─── Input
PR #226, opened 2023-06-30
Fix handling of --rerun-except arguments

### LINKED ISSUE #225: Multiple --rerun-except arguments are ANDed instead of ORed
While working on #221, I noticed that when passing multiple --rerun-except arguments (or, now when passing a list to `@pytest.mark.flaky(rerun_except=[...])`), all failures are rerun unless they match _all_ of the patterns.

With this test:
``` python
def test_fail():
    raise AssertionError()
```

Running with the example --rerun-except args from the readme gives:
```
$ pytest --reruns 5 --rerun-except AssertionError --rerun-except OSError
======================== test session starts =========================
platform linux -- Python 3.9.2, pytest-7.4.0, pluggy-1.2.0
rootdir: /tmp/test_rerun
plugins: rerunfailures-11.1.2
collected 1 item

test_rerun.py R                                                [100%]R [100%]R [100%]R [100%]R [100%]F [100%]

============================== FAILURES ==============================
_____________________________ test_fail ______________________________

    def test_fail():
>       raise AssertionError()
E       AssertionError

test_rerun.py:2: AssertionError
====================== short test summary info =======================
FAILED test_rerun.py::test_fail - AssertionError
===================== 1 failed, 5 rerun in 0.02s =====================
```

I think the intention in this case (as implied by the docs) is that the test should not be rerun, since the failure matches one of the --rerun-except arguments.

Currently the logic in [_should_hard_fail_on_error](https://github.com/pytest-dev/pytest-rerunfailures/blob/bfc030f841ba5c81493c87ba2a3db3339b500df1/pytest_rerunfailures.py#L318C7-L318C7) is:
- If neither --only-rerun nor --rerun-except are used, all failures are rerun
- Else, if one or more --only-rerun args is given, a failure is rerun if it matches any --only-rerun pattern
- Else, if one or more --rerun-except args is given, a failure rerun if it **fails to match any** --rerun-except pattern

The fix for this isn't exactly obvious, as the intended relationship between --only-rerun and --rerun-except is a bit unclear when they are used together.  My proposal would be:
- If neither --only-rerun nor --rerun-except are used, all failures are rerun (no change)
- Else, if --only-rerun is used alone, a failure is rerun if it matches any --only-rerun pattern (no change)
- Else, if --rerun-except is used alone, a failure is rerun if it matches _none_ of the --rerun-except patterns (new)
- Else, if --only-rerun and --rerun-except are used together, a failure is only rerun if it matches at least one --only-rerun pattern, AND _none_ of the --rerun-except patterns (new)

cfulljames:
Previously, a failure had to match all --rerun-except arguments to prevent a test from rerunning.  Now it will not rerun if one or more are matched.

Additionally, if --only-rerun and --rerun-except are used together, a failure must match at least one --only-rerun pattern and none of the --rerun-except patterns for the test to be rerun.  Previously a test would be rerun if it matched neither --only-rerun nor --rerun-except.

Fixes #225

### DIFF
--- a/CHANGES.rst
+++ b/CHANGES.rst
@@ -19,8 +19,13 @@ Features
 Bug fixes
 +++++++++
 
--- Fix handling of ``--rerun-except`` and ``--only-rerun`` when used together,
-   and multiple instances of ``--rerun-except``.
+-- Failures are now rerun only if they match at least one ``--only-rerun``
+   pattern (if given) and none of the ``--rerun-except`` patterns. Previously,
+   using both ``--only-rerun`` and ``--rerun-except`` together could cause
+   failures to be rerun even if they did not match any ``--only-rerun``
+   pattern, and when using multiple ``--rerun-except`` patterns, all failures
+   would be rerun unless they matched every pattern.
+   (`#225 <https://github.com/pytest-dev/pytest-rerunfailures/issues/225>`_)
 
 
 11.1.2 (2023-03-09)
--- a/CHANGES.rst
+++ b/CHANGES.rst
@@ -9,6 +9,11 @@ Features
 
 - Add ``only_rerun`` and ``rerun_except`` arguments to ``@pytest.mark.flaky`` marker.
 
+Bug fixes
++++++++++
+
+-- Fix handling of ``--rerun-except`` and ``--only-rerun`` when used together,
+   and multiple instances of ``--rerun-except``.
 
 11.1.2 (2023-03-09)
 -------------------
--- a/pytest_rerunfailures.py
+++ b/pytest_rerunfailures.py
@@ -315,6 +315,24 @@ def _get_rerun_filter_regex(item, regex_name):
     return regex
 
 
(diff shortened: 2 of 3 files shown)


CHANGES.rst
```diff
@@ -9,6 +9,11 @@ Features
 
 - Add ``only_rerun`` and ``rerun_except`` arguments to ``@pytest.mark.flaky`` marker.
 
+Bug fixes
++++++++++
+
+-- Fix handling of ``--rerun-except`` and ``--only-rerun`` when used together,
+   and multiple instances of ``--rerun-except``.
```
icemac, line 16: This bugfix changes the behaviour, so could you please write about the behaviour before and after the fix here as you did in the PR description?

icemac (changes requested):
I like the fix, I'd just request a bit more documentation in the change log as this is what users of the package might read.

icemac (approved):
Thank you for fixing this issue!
──────
─── Input
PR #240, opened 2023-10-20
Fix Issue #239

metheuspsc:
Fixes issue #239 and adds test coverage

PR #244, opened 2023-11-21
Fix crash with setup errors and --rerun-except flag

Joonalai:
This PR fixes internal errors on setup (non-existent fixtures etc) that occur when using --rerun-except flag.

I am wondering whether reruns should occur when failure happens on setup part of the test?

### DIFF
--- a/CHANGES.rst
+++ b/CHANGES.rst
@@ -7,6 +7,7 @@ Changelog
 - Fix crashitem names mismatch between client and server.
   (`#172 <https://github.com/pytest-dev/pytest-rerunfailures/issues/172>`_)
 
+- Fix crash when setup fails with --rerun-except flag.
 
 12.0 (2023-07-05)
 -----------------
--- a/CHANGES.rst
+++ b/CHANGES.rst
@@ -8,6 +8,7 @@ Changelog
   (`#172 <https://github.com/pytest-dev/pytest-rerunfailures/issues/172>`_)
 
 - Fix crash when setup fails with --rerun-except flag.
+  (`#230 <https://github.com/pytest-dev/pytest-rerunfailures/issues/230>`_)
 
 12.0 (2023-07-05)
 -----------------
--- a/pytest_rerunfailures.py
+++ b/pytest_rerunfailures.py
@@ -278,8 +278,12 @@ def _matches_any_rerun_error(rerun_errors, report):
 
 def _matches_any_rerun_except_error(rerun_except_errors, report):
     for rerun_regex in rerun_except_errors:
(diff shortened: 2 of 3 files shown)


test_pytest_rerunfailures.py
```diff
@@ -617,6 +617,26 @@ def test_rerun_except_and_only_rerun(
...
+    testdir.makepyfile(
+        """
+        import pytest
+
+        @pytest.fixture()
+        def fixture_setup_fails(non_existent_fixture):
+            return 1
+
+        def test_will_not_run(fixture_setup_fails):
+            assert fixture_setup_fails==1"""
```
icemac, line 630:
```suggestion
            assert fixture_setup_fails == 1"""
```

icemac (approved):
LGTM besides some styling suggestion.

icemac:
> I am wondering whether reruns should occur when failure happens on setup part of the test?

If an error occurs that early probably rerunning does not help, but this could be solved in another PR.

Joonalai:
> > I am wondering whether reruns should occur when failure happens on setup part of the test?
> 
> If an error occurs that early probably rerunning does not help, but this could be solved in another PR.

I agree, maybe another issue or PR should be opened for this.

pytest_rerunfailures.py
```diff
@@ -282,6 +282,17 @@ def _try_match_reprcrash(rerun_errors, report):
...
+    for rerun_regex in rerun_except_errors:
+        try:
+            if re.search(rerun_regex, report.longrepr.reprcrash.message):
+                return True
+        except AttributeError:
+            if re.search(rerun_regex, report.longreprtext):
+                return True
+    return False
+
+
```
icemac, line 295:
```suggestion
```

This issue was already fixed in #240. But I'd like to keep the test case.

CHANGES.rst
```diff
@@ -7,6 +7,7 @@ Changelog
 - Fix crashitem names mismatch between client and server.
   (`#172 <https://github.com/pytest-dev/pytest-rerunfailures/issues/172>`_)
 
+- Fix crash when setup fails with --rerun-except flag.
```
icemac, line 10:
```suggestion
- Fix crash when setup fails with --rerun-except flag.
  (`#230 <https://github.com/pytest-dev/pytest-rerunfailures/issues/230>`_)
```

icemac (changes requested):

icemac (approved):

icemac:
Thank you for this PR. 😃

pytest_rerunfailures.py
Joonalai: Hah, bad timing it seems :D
──────
Problem: A complete answer gives every line of the data that includes "they".

Answer to this task:
While working on #221, I noticed that when passing multiple --rerun-except arguments (or, now when passing a list to `@pytest.mark.flaky(rerun_except=[...])`), all failures are rerun unless they match _all_ of the patterns.
The fix for this isn't exactly obvious, as the intended relationship between --only-rerun and --rerun-except is a bit unclear when they are used together.  My proposal would be:
+-- Failures are now rerun only if they match at least one ``--only-rerun``
+   failures to be rerun even if they did not match any ``--only-rerun``
+   would be rerun unless they matched every pattern.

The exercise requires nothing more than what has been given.